暴走メロンパン

寝ても覚めてもの暴走メロンパンのネタバレレビュー・内容・結末

寝ても覚めても(2018年製作の映画)
5.0

このレビューはネタバレを含みます

「高速降りたの?」というセリフは凄まじいスピードで流れていく日々、特に現代の忙しさだったり競争社会だったり、資本主義的な世界で生きる私たちの抱える心に常にある焦燥感だったり、そういうものから「降りる」というメタファとしてとらえられるかなと感じた。

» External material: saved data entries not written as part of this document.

PR #781, opened 2019-02-17
Server side encounter spawning / WIP

ZopharShinta:
## Summary
Adds server spawning of Enemies/citizens in encounters.
Still early and I expect lots of comments/changes but wanted to get something available for us to start making adjustments.

### Issues:
The rotation of entities is off on some spawns. Other "look" correct.


Projects/CoX/Servers/MapServer/DataHelpers.cpp
```diff
@@ -1667,5 +1695,82 @@ RelayRaceResult getRelayRaceResult(MapClientSession &cl, int segment)
...
+    e->m_char->m_max_attribs.m_HitPoints = 100;
+    e->m_char->m_max_attribs.m_Endurance = 100;
+    e->m_char->m_char_data.m_current_attribs.m_HitPoints = 100;
+    e->m_char->m_char_data.m_current_attribs.m_Endurance = 100;
+
+    //Sets target info menu faction. Skull, Hellions, Freakshow, etc
+    e->m_faction_data.m_faction_name = faction_name;
+
+    //Required to send changes to clients
+    e->m_pchar_things = true;
```
broxen: I'd move this to the initializer, where my other comment is.

Projects/CoX/Servers/MapServer/DataHelpers.cpp
```diff
@@ -1478,6 +1478,34 @@ void logSpawnLocations(MapClientSession &cl, const char* spawn_type)
...
+        return;
+    }
+    int count = 0;
+
+    for(auto const &s: spawners)
+    {
+        glm::mat4 mat4 = s;
+        glm::vec3 loc = glm::vec3(mat4[3]);
+        qCDebug(logScripts) << "Spawn: " << spawn_name << " loc x: " << loc.x << " y: " << loc.y << " z: " << loc.z ;
+        if(count / 3 == 0) {
```
broxen: Please put brackets on their own line

Projects/CoX/Servers/MapServer/DataHelpers.cpp
```diff
@@ -1478,6 +1478,34 @@ void logSpawnLocations(MapClientSession &cl, const char* spawn_type)
...
+        qCDebug(logScripts) << "spawners empty";
+        return;
+    }
+    int count = 0;
+
+    for(auto const &s: spawners)
+    {
+        glm::mat4 mat4 = s;
+        glm::vec3 loc = glm::vec3(mat4[3]);
+        qCDebug(logScripts) << "Spawn: " << spawn_name << " loc x: " << loc.x << " y: " << loc.y << " z: " << loc.z ;
```
broxen: Let's move all of these to logSpawn or some new category instead

Projects/CoX/Servers/MapServer/DataHelpers.cpp
```diff
@@ -1667,5 +1695,82 @@ RelayRaceResult getRelayRaceResult(MapClientSession &cl, int segment)
...
+
+    //Sets target info menu faction. Skull, Hellions, Freakshow, etc
+    e->m_faction_data.m_faction_name = "Citizen";
+
+    //Required to send changes to clients
+    e->m_pchar_things = true;
+
+    forcePosition(*e, loc);
+    forceOrientation(*e, ori);
+    qCDebug(logScripts()) << QString("Created Victim with ent idx:%1 at location x: %2 y: %3 z: %4").arg(e->m_idx).arg(loc.x).arg(loc.y).arg(loc.z);
```
broxen: Let's move all of these to a logSpawn as well. You don't need the parentheses.

logScripts should really be left for logging scriptingEngine operations. But if we want a new category maybe something like logCritters would make sense.

Projects/CoX/Common/GameData/EntityHelpers.cpp
```diff
@@ -266,6 +266,53 @@ void initializeNewNpcEntity(const GameDataStore &data, Entity &e, const Parse_NP
...
+    {
+        // Get timestamp in ms
+        auto now_ms = std::chrono::steady_clock::now().time_since_epoch().count();
+
+        p.m_position = e.m_entity_data.m_pos;
+        p.m_pyr_angles = e.m_entity_data.m_orientation_pyr;
+        p.m_timestamp = now_ms;
+        addPosUpdate(e, p);
+    }
+    e.m_pchar_things = true;
```
broxen: This is duplicated. Let's remove the second one.

Projects/CoX/Servers/MapServer/DataHelpers.cpp
```diff
@@ -1478,6 +1478,34 @@ void logSpawnLocations(MapClientSession &cl, const char* spawn_type)
...
 }
 
+void logEncounterSpawnLocations(MapClientSession &cl, const char* spawn_type)
+{
+    QString spawn_name = QString::fromUtf8(spawn_type);
+    auto spawners = cl.m_current_map->getEncounterSpawners();
+
+    if(spawners.empty())
+    {
+        qCDebug(logScripts) << "spawners empty";
```
broxen: This one too.

Projects/CoX/Servers/MapServer/DataHelpers.cpp
```diff
@@ -1478,6 +1478,34 @@ void logSpawnLocations(MapClientSession &cl, const char* spawn_type)
...
+    int count = 0;
+
+    for(auto const &s: spawners)
+    {
+        glm::mat4 mat4 = s;
+        glm::vec3 loc = glm::vec3(mat4[3]);
+        qCDebug(logScripts) << "Spawn: " << spawn_name << " loc x: " << loc.x << " y: " << loc.y << " z: " << loc.z ;
+        if(count / 3 == 0) {
+            QString name = "Thug_Contaminated_01";
+            QString test = "test";
```
broxen: What is test? Faction or name? Let's rename this variable to make it clear what it is.

Projects/CoX/Servers/MapServer/MapInstance.cpp
```diff
@@ -3316,4 +3318,83 @@ void MapInstance::clearTimer(uint32_t entity_idx)
         this->m_lua_timers[count].m_remove = true;
 }
 
+void MapInstance::spawn_enemies()
+{
+    uint32_t diff = 3; // control number spawned in each group
```
broxen: I'd rename this something like `spawn_limit`

Projects/CoX/Servers/MapServer/DataHelpers.cpp
```diff
@@ -1667,5 +1695,82 @@ RelayRaceResult getRelayRaceResult(MapClientSession &cl, int segment)
...
+    e->m_char->m_max_attribs.m_HitPoints = 100;
+    e->m_char->m_max_attribs.m_Endurance = 100;
+    e->m_char->m_char_data.m_current_attribs.m_HitPoints = 100;
+    e->m_char->m_char_data.m_current_attribs.m_Endurance = 100;
+
+    //Sets target info menu faction. Skull, Hellions, Freakshow, etc
+    e->m_faction_data.m_faction_name = "Citizen";
+
+    //Required to send changes to clients
+    e->m_pchar_things = true;
```
broxen: This we should set to false, as victims will never have Attribs or FX

Projects/CoX/Servers/MapServer/DataHelpers.cpp
broxen: Come to think of it, I believe logSpawn is for player spawning, so maybe a new category is best.

Projects/CoX/Servers/MapServer/DataHelpers.cpp
cyanpill: Just as long as they are able to emote, most victims were cowering or doing the bag pull emote.
Also hero should be set to false, so they won't be hit by any powers.

YellowAdder:
The server should refer to an associated Spawndef file (in Lua) for the encounter that would define how NPCs (hostile or otherwise) are generally positioned among the current group of spawn markers, an encounter table for the sort of critters that might spawn, as well as defining what they do and say for the encounter itself.

We get a glimpse of how City of Heroes originally handled this via files that Kai recently provided. For example, a hostage who would be rescued would include something akin to these entries in the Spawndef:

> 		Placement Back
>		Quantity 1
>		InactiveSpeech "Has the cake been found yet?"
>		ActiveSpeech Trouble!
>		CompassDescriptionSingular "Head Baker"
>		PersonInactiveSpeech "Please don't hurt me!"
>		PersonActiveSpeech "Help! They've locked the staff in the cooler!"
>		PersonRescuedSpeech "Thank you $name....is the cake alright?"
>		PersonAnimation HandsOnHead_Kneel
>		PersonRescuedAnimation CHANTING

These were undoubtedly abstracted for players using the AE designer compared to what they used internally. Meaning, the original Spawndefs were more explicit, so instead of "Back" as placement it would've identified Encounter_V_40 for the hostage position, for example. We should give that sort of control to content creators as well. 

By changing even just a few lines they could substantially alter a template, and the encounter that spawns in the world. (I don't think scripters would have any problems understanding or using this more explicit model, and would certainly prefer it.) It will give them quite a bit of control while leaving the handling of when encounters can be generated (via encounter managers or whatever other mechanisms get used) obfuscated within the server. 

There are a few other questions here, however, regarding how much data is exposed to scripters and whether the server actually manages the literal act of spawning (and just references the Spawndef) or whether scriptors will have more exposed that allow them to even tweak positioning and orientation data that would otherwise be kept within the server. Should I maybe make those proposed approaches clearer in a post back in the original conversation? Or would it be more appropriate here since it deals with what information the server might want to expose?

ZopharShinta:
@YellowAdder I would add those to the original conversation. Just because this entire aspect of SEGS is much larger and complex than I expected. So I think there will be multiple PR's to iterate on this and get us to where we want to be for Server and Scripting spawns. We don't want to miss something.

This does add `MapInstance.AddEnemy` to the scripting side. So at the very least scripts can add enemies at custom locations with it.

Projects/CoX/Servers/MapServer/DataHelpers.cpp
ZopharShinta: I'm still unsure as to what entity type citizen's are. I remember them being blue when you selected them. So they would be a critter? But you need to set their health or its 0. Maybe they were NPC's in the early issues then moved to something else later?

Projects/CoX/Servers/MapServer/DataHelpers.cpp
ZopharShinta: logEntitySpawn?

YellowAdder:
Oh yes, I forsee a good bit of iterating on this subject. That's the reason I'd like to see us stick with more scripting and a tighter scope in the early stages as it's faster and easier to prototype. We also won't require much from the server outside of exposing some data (that you're now handling) and a small number of new methods.

Regardless, I'll hop back to the original discussion with some further thoughts. Great work so far, @ZopharShinta ! Very exciting! :+1:

Projects/CoX/Servers/MapServer/DataHelpers.cpp
broxen: Cyan has a good point, but `pchar_things` are only for FX (particles) and triggered moves (animations) are flagged separately by `m_update_anims` (presumably when animations change)

I don't remember actually being able to con victims, so I don't remember them having a con color. But perhaps the community can help us find some source material to narrow it down?

Projects/CoX/Servers/MapServer/MapInstance.cpp
```diff
@@ -145,11 +145,13 @@ void MapInstance::start(const QString &scenegraph_path)
                 scene_graph_loaded = m_map_scenegraph->loadFromFile("./data/geobin/" + scenegraph_path);
                 m_all_spawners = m_map_scenegraph->getSpawnPoints();
                 m_map_transfers = m_map_scenegraph->get_map_transfers();
+                m_spawn_encounters = m_map_scenegraph->get_encounters();
             }, "Loading original scene graph");
 
         TIMED_LOG({
             m_map_scenegraph->spawn_npcs(this);
             m_npc_generators.generate(this);
+            spawn_enemies();
```
broxen: This should belong to NPCGeneratorStore, or maybe it's own CritterGeneratorStore

Projects/CoX/Servers/MapServer/MapSceneGraph.cpp
```diff
@@ -47,9 +48,13 @@ bool MapSceneGraph::loadFromFile(const QString &filename)
         return false;
     for(SceneNode *def : m_scene_graph->all_converted_defs)
     {
+        if(def->m_name.contains("4076", Qt::CaseInsensitive))
+            bool pause = true;
```
broxen: What's the purpose of this? I don't see it used anywhere else.

Also, `pause` should probably be renamed to avoid confusion with `system("pause")` or it's expected behavior.

ZopharShinta: Oh, this was my way of seeing how ids in the Bins appear in the scenegraph.
It's just used as a breakpoint to look at the object. I'll remove it.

また実際に二人とも「降りた」わけなんだけど、渋滞していたり、過疎っていたり、何もそこにはなかったりと、あまり望ましい結果にはなっていないという描き方だった。朝子が粘着質にそれでも亮平を追いかけ続けていくんだろうなっていうイメージは、最後らへんの引きの、緑と川とを撮った風景美シーンで確信に近いものを得た。ここが一番好きだな、シーンとしては。好みの映画でした!

追記 2024/0705

亮平を、妊娠した女優さん(耕助の奥さん)が最後追いかけて倒れ込むっていうシーンがあったと思う。そのときはただ友達として心配で、かわいそうで…という感情なんだろうなと感じていたんだけど、岡崎のお母さんが熱い恋をしていたのは実は夫とは別の人だったとこっそりカミングアウトしたシーンを、今日思い出していろいろ考えていたら、もしかするとあの追いかけていたときの、マヤさん(耕助の奥さん)の気持ちは好きな人を追いかけるときのソレだったのかなって。だって最初はさ、亮平のことが好きそうだったから……。

そんなことを考えてみると、この映画かなり「本当の好き」と「妥協の好き」みたいなものを明暗わけて描いてるような気がしてきて…。その構成(対比関係とか)の巧みさにゾクッとしてる。濱口竜介監督はすごいなって今なってる。まだ彼の映画は2本しか観てないけど。絶対他のも観る!!!